-- Opening Marker --

PR #70, opened 2025-08-29
Add sanity check for `staticLayersDataAccess`

nemo794:
The `staticLayersDataAccess` metadata for L2 products was moved to the `identification` Group in product specs v1.4.0. This PR reflects that change.

### DIFF
--- a/src/nisarqa/validate/sanity_checks.py
+++ b/src/nisarqa/validate/sanity_checks.py
@@ -435,6 +435,9 @@ def identification_sanity_checks(
             "plannedObservationId",
         ]
 
+    if product_type.upper().startswith("G"):
+        misc_ds += ["staticLayersDataAccess"]
+
     for ds_name in misc_ds:
         ds_checked.add(ds_name)
         if _dataset_exists(ds_name):


src/nisarqa/validate/sanity_checks.py
```diff
@@ -435,6 +435,9 @@ def _verify_data_is_in_list(
             "plannedObservationId",
         ]
 
+    if product_type.upper().startswith("G"):
```
gmgunter, line 438: Haha we need some helper functions like

```python
def is_geocoded_product(product_type: str) -> bool:
    ...
```

and

```python
def is_insar_product(product_type: str) -> bool:
    ...
```

gmgunter (approved):
LGTM, nice catch!

src/nisarqa/validate/sanity_checks.py
gmgunter: Oh sorry, it probably wasn't clear -- please don't implement these helper functions in this PR :pray:. It's good-to-go as is.

nemo794: Already raised as an Issue #71 ;)

nemo794:
Thank you, @gmgunter !

PR #800, opened 2024-01-02
chore(eth sender): Modify Default Gas Estimation Values

shahar4:
## What ❔

This PR changes the default values of the parameters responsible for gas estimations.

## Why ❔

During times of congestion, hyperchains operators have been running into `replacement transaction underpriced` errors. The new params will be less frugal in estimating gas which seems like the better choice for testnets.

## Checklist


Deniallugo:
It will drastically increase the price of l2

-- Closing Marker --

_WHAT THE TASK REQUIRES_.
Reproduce the material above in full, exactly.

_RESULT OF THE EXERCISE_.
PR #70, opened 2025-08-29
Add sanity check for `staticLayersDataAccess`

nemo794:
The `staticLayersDataAccess` metadata for L2 products was moved to the `identification` Group in product specs v1.4.0. This PR reflects that change.

### DIFF
--- a/src/nisarqa/validate/sanity_checks.py
+++ b/src/nisarqa/validate/sanity_checks.py
@@ -435,6 +435,9 @@ def identification_sanity_checks(
             "plannedObservationId",
         ]
 
+    if product_type.upper().startswith("G"):
+        misc_ds += ["staticLayersDataAccess"]
+
     for ds_name in misc_ds:
         ds_checked.add(ds_name)
         if _dataset_exists(ds_name):


src/nisarqa/validate/sanity_checks.py
```diff
@@ -435,6 +435,9 @@ def _verify_data_is_in_list(
             "plannedObservationId",
         ]
 
+    if product_type.upper().startswith("G"):
```
gmgunter, line 438: Haha we need some helper functions like

```python
def is_geocoded_product(product_type: str) -> bool:
    ...
```

and

```python
def is_insar_product(product_type: str) -> bool:
    ...
```

gmgunter (approved):
LGTM, nice catch!

src/nisarqa/validate/sanity_checks.py
gmgunter: Oh sorry, it probably wasn't clear -- please don't implement these helper functions in this PR :pray:. It's good-to-go as is.

nemo794: Already raised as an Issue #71 ;)

nemo794:
Thank you, @gmgunter !

PR #800, opened 2024-01-02
chore(eth sender): Modify Default Gas Estimation Values

shahar4:
## What ❔

This PR changes the default values of the parameters responsible for gas estimations.

## Why ❔

During times of congestion, hyperchains operators have been running into `replacement transaction underpriced` errors. The new params will be less frugal in estimating gas which seems like the better choice for testnets.

## Checklist


Deniallugo:
It will drastically increase the price of l2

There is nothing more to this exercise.